If what they suggest seems outlandish or pointless, you need to know the followup: “What I like about this idea is _______, but what do I do about ______?”
Guess what? It works with spouses, too. In fact, it’s a whole lot more effective than whining or pouting or being mean to get your spouse to do whatever it is you wish was done.
You deserve an example. Back in my first marriage, when I was an ignorant amateur who thought marrying a great guy was the trick to having a happier marriage than my parents had, I wanted to learn ballroom dancing. I thought it would be fun, and it would come in handy at weddings and work events that included dances.
When I would ask my poor husband to come take those classes with me, it was apparent he thought this would be even less fun than having all his teeth pulled. Worse, it might lead to my asking him to dance with me at those weddings and work events.
Imagine if I had known to say to him, “I’d like to learn ballroom dancing, but I don’t know how to find a tall dance partner for the classes.”
He might have said, “Why don’t you take a girlfriend and you dance the male part, since you’re so tall?”
I could have replied, “What I like about that is I would feel really comfortable having a girlfriend in the same class, but what do I do about my klutziness when, say, one of my cousins asks me to dance with him at a wedding?

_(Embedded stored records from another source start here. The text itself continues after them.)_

PR #15384, opened 2026-07-28
docs(profile): add impact of preset feature on visibility defaults

joshtrichards:
### ☑️ Resolves

Documents bare essentials of the impact of presets added in nextcloud/server#54158 on Profile visibility defaults.

### ✅ Checklist

### DIFF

I’d be stepping all over his feet!”
He’d have laughed. I am notoriously klutzy, especially when I need to do anything in reverse. Then he probably would have come up with, “Why don’t you ask your cousin to take the lessons with you? Or that dad at preschool who’s trying to get back into the dating scene. He’d probably appreciate a chance to learn with someone he’s not trying to impress.”
Even though I would have loved to dance with my husband, it was pretty clear he would never enjoy it or move freely across the dance floor with me in his arms. He’d much rather have stayed home and checked a mathematical proof for logical fallacies or played poker, neither of which I’d find at all fun.
So my choices were to make him feel bad — for turning down the woman he loved or for saying yes and having to take dance classes — or to give him a chance to help me do something I really wanted to do.
Stupidly, I chose the first. And not just once. Many times. Dumb move. Really dumb. We missed out on so much loving because I had no clue back then.
A friend of mine almost missed out on traveling to Europe just because her husband won’t fly. He turned out to be an enthusiastic partner in the trip planning and in savoring our photos and souvenirs when she went with option two.
And I just wanted to share that with you, in case there’s something you’ve been wanting.

About the author

Patty Newbold

I am a widow who got it right the second time. I have been sharing here since February 14, 2006 what I learned from that experience and from positive psychology, marriage research, and my training as a marriage educator.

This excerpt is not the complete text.